Tuesday, February 5

Sleepeeezeee

I'm writing this blog 'on location' (with a pen and paper, later to be copied into font) from the reception area of my doctor's surgery in Crouch End, hoping that the periodic ringing of telephones and unrelenting soundtrack of the Carpenter's Greatest Hits (we're on I Won't Last A Day Without You now) will inspire me to produce something greater and more interesting than the patter that has littered these webpages in recent months.

There is duplicity in my visit here. I arranged the appointment under the guise of needing more steroid inhalers, as I keep waking up in the night only to encounter a near-death experience as my lungs fluff up and I clutch at the pillows, gasping for breath. This is my official reason for coming. My unofficial reason is to request some more sleeping pills.

I LOVE sleeping pills. The doctor prescribed them for me when I started my PGCE, as the newness and scariness of everything was causing A LOT of sleepless nights.

I'm not addicted or anything. In fact, I have only taken about seven zopiclones in my entire life. But the pure bliss they bring is like a cuddle in a cosy blanket under a thousand stars. You take one at 11pm knowing (there is a very loud, brash Scottish lady lecturing her ghetto fabulous daughter now. It's more off-putting than Karen Carpenter's dulcet tones) that the next conscious breath you take will be when your alarm goes off at 6.30am, and that you will complete the rest of the day without any of the nasty side effects that illegal, herbal or alcoholic substances can cause (the track order on this cd is weird, who puts Yesterday Once More before Calling Occupants of Interplanetery Craft - who?).

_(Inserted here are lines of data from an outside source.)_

PR #95, opened 2026-04-17
feat: agent configuration M1 + unified user token

yuezengwu:
## Summary

Delivers the **Agent Configuration M1** milestone plus the **Unified User Token** migration, and repairs the full server test suite that the refactor broke.

### Server
- **Agent runtime config (PRD §5–7)**: new `agent_configs` table, dry-run validation, versioned PATCH with hot-switch, retire guard requiring no pinned agents, immutable `clientId` per agent, shared `runtimeFieldsReset` helper.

Sometimes, for fun, I take a zopiclone at 4pm, and again at 10pm, and I can spend nearly twenty hours asleep. Sometimes life just isn't interesting enough to bother to stay awake.

But, obviously, I am not going to tell my doctor any of this. I am simply going to plant the idea of the sleeping pills into her head, and then let her think that she has come up with the idea herself. And then I am going to skip to the pharmacy and present my prescription like it is a golden ticket.

And, while I'm there, I might as well get some inhalers. IT'S ONLY MY LUNGS.